Том выпил рюмку, шумно вдохнул носом. Его никто не перебивал.

— Я знаю, почему это случилось. Потому что клумба хоть и на земле, но, по-сути, она не материальна. Люди забыли о небе, и стали считать только выгоду. Настало время огородов. А от клумбы выгоды не было никакой. Ни картошки тебе, ни кабачков, — еще и поливать нужно. Но без нее люди стали только хуже. Они смотрят на загаженный пустырь и злятся, потому что помнят клумбу. Восстанавливать ее не выгодно, но и выгода не решает всех проблем. Это я к тому, что пока в ваших теориях не найдется места обычной клумбе, то грош им цена. Что-то в ваших сюжетах не прописывается. И это что-то — очень важное, что нельзя пощупать. Не знаю, может где-то по-другому. На Украине — так.

— По новым правилам теперь правильно говорить не «на Украине», а «в Украине». — Сказал Лужа.

— Я согласен. — Сказал Том. — Только рано еще так говорить.

— Это почему?

— А потому что в Украине все мы будем только после смерти. А пока еще на ней, сверху. — Том отошел. Ему хотелось послушать Перовского.

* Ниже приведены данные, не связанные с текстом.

PR #19216, opened 2026-04-23
Allow any granular approval requirement

abhinav-oai:
## Why
Customer needs managed requirements to allow granular approval policies without enumerating every combination of granular flags. Before this change, `allowed_approval_policies` compared concrete `AskForApproval` objects exactly, so allowing any granular approval-policy shape meant listing every permutation.

This adds a scoped wildcard for the granular policy family only. It does not add a global `any` approval-policy escape hatch.

## What Changed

Перовский, высокий молодой человек болезненного вида, с худым вытянутым лицом и темными кругами под глазами, в таких местах появлялся редко. Очевидно, что к Лелику его завели какие-то важные дела. Он стоял в углу у печки и разговаривал с Мясником. На самом деле он разговаривал с самим собой, поскольку его мало кто понимал. И уж тем более не Мясник, этот простоватый шумный коротышка с большим, не по возрасту опухшим лицом. Мясник был довольно грубым, даже хамоватым человеком, и сошел бы за гопника, если б не увлекся Death-металлом и связанной с этим атрибутикой смерти, черепов, перевернутых крестов и раскопанных могил. Это полное утробного рева музыкальное течение несколько приподняло над его природным окружением, добавив личности Мясника особой инфернальной эстетики, и ввело в круг людей более умных и тонких.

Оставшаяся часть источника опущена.